BEGIN
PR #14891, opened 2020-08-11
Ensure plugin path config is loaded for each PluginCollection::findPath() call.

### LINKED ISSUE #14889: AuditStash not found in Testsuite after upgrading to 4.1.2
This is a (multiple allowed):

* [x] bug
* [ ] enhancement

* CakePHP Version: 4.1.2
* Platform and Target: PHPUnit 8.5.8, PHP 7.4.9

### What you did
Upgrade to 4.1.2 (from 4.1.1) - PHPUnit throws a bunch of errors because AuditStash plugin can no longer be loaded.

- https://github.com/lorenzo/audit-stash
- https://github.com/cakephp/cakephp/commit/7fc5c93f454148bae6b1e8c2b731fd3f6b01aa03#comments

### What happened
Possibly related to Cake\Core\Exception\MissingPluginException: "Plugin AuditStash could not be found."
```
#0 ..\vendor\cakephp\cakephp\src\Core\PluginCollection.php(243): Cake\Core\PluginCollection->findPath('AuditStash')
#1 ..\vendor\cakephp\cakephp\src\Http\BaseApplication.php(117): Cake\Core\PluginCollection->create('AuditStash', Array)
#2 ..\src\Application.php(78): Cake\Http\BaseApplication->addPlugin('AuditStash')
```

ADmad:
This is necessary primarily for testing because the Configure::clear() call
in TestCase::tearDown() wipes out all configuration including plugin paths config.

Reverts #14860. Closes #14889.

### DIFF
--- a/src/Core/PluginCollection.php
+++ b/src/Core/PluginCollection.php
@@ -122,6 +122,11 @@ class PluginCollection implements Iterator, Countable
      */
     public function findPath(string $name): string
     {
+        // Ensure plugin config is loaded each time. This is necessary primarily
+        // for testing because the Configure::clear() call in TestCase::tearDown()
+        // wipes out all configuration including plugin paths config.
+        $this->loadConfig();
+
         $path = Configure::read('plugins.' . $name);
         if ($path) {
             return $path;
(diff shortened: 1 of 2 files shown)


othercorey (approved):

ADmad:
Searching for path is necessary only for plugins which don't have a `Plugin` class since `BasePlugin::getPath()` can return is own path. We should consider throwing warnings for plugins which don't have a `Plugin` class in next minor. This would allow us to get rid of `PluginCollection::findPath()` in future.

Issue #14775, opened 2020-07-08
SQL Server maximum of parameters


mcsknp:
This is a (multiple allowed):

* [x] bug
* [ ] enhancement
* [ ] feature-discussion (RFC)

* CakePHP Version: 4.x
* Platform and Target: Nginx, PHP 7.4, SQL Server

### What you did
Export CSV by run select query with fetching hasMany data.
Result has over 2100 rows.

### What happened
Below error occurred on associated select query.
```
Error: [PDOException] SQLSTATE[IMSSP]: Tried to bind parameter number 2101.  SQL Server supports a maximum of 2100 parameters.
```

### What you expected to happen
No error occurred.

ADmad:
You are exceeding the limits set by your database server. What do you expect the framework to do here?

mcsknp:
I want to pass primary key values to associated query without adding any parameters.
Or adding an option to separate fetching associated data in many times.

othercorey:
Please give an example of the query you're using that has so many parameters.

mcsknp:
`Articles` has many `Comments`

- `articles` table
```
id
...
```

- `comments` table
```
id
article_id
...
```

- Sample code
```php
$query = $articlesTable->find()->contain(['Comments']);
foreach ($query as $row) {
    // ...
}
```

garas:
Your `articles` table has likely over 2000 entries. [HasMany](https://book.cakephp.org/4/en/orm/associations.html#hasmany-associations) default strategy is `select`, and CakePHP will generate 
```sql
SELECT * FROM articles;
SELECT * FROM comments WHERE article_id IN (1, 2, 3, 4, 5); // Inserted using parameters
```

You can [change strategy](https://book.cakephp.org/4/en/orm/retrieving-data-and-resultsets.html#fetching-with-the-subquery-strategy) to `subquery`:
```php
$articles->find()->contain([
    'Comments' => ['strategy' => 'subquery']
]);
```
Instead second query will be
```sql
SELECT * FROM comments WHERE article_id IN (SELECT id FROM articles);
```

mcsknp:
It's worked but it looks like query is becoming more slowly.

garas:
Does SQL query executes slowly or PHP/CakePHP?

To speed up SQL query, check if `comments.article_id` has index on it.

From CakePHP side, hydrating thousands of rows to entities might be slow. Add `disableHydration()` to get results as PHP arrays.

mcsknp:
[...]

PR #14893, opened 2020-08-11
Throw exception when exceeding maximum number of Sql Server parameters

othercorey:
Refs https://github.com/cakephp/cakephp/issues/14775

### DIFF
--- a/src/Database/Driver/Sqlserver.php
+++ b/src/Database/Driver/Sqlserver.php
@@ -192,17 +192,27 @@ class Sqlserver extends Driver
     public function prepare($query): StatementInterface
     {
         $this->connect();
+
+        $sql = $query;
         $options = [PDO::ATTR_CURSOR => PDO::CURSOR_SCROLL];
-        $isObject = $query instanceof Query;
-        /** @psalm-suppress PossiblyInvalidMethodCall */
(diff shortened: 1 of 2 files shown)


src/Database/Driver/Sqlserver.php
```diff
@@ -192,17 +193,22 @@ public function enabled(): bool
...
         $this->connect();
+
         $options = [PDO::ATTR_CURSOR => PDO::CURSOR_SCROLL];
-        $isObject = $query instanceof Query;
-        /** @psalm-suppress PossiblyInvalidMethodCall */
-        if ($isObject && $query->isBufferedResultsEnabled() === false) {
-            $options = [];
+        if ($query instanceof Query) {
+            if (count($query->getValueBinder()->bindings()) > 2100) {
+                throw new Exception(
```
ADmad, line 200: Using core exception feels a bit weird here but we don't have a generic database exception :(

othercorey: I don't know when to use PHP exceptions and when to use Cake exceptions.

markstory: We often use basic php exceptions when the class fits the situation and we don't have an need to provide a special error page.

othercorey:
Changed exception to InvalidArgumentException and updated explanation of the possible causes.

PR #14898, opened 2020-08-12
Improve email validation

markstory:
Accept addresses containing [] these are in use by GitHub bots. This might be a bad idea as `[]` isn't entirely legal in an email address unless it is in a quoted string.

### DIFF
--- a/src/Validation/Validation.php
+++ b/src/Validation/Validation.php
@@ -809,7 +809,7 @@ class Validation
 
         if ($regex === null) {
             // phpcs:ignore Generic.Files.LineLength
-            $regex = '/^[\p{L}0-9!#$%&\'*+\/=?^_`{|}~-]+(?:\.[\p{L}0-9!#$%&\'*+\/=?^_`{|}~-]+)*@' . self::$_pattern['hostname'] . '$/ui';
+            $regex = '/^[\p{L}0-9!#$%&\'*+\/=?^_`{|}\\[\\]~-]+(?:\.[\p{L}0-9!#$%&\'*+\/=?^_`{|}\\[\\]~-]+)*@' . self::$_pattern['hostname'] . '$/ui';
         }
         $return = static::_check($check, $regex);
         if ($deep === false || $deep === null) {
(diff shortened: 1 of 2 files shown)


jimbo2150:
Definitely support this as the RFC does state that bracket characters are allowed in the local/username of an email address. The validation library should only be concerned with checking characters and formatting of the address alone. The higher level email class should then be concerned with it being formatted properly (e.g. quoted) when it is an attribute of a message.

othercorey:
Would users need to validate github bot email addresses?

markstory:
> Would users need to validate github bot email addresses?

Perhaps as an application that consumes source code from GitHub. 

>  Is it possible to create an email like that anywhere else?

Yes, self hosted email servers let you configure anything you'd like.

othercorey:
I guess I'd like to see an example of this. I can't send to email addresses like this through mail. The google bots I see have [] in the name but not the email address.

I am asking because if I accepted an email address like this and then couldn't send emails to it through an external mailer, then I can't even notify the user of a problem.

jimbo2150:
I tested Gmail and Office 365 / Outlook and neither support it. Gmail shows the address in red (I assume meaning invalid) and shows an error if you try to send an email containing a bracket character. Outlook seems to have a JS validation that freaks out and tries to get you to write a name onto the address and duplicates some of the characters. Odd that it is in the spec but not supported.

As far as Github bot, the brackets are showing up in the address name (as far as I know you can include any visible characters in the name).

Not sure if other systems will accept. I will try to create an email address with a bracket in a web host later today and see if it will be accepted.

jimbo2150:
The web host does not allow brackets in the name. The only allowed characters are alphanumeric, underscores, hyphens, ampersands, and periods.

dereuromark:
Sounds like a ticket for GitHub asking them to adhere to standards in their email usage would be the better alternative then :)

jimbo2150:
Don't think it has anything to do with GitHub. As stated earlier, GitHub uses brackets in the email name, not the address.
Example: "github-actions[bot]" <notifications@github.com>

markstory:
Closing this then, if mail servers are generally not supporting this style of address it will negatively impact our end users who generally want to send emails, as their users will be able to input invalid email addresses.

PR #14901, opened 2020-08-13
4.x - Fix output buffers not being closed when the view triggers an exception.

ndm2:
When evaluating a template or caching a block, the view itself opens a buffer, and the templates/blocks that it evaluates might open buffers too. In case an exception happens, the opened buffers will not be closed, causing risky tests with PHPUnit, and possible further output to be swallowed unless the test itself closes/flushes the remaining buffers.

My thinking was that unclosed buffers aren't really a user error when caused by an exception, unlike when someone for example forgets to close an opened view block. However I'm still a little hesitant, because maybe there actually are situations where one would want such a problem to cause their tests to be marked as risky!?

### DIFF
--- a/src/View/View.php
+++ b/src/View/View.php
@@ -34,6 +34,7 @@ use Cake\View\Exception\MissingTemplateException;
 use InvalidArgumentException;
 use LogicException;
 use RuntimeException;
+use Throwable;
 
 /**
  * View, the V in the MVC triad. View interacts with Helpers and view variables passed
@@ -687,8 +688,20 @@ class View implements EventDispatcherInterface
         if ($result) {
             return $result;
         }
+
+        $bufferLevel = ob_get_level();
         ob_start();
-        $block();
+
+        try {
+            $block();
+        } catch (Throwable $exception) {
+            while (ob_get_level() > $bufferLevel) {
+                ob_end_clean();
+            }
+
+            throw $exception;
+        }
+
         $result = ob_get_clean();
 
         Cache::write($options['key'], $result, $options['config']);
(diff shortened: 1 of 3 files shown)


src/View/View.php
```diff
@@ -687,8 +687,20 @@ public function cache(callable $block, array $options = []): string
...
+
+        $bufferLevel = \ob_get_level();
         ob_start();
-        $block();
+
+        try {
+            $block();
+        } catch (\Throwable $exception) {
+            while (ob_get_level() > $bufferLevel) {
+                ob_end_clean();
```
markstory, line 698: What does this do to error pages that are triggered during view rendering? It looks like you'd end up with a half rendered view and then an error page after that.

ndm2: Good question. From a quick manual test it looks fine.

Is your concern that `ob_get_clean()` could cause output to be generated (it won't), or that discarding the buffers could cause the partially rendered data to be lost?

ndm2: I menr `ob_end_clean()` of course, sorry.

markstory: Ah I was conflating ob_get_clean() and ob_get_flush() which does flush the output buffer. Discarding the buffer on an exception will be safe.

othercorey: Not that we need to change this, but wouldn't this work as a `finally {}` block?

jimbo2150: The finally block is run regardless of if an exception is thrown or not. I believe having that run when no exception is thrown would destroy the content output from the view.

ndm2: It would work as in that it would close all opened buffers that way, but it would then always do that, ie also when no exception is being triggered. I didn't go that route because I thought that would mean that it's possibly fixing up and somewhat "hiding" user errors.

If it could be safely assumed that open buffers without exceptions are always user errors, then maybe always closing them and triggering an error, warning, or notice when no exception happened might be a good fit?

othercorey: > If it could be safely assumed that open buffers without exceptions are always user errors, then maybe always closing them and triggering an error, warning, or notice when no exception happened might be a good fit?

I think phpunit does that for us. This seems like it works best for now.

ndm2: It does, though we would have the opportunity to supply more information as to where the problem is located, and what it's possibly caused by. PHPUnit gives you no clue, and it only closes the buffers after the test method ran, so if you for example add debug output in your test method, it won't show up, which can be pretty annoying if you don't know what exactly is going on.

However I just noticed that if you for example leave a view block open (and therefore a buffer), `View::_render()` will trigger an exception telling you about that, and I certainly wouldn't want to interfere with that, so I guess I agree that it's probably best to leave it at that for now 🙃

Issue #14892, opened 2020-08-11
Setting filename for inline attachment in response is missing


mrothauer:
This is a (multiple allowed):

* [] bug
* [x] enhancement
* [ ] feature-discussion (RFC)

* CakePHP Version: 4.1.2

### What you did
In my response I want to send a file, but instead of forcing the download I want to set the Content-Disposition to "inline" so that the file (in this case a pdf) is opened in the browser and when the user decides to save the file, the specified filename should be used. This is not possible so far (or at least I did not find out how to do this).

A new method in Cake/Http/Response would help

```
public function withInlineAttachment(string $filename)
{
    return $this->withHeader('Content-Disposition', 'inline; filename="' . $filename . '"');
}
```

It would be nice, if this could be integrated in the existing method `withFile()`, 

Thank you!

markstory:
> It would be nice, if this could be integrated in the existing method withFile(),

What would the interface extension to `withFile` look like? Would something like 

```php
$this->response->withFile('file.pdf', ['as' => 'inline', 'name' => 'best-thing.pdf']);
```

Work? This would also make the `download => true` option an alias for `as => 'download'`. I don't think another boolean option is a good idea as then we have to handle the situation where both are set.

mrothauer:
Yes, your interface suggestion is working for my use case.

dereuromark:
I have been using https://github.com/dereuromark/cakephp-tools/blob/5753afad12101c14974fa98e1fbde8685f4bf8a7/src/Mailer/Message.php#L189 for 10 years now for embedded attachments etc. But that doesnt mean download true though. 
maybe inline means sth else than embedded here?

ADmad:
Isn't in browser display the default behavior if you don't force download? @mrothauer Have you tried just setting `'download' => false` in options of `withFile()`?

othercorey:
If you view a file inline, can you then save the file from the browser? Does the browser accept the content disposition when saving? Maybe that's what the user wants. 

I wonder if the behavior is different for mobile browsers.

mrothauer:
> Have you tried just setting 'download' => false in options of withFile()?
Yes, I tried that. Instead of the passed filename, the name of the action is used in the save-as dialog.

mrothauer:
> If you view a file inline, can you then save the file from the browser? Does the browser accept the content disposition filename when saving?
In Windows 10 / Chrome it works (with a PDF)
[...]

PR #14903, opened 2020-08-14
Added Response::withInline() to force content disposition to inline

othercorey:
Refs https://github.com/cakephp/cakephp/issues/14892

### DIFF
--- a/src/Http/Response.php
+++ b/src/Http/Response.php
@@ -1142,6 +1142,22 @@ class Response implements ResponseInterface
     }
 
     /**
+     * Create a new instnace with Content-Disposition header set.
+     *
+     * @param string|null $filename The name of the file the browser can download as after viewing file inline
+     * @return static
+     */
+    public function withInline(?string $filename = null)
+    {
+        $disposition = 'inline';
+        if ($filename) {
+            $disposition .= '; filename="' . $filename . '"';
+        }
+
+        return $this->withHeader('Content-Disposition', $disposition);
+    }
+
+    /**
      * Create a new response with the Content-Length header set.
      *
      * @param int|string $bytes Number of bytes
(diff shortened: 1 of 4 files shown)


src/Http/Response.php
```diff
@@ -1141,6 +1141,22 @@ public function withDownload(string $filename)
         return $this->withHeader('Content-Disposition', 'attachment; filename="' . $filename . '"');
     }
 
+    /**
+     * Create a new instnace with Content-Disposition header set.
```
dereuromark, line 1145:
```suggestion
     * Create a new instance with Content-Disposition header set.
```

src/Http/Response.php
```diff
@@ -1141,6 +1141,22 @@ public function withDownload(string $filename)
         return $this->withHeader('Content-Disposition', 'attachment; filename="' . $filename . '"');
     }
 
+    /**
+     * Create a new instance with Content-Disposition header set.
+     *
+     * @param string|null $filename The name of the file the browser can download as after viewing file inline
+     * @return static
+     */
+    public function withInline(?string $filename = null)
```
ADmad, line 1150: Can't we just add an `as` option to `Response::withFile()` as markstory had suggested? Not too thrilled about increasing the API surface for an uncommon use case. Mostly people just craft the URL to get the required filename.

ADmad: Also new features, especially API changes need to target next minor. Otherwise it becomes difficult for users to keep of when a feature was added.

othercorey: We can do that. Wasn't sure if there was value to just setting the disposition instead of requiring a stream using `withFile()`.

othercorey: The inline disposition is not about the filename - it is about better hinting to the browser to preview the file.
END
— Exercise goal —
Begin at the top of the records above and quote each line exactly, ending with the line that contains "Upgrade to 4.1.2".

— Exercise response —
PR #14891, opened 2020-08-11
Ensure plugin path config is loaded for each PluginCollection::findPath() call.

### LINKED ISSUE #14889: AuditStash not found in Testsuite after upgrading to 4.1.2
This is a (multiple allowed):

* [x] bug
* [ ] enhancement

* CakePHP Version: 4.1.2
* Platform and Target: PHPUnit 8.5.8, PHP 7.4.9

### What you did
Upgrade to 4.1.2 (from 4.1.1) - PHPUnit throws a bunch of errors because AuditStash plugin can no longer be loaded.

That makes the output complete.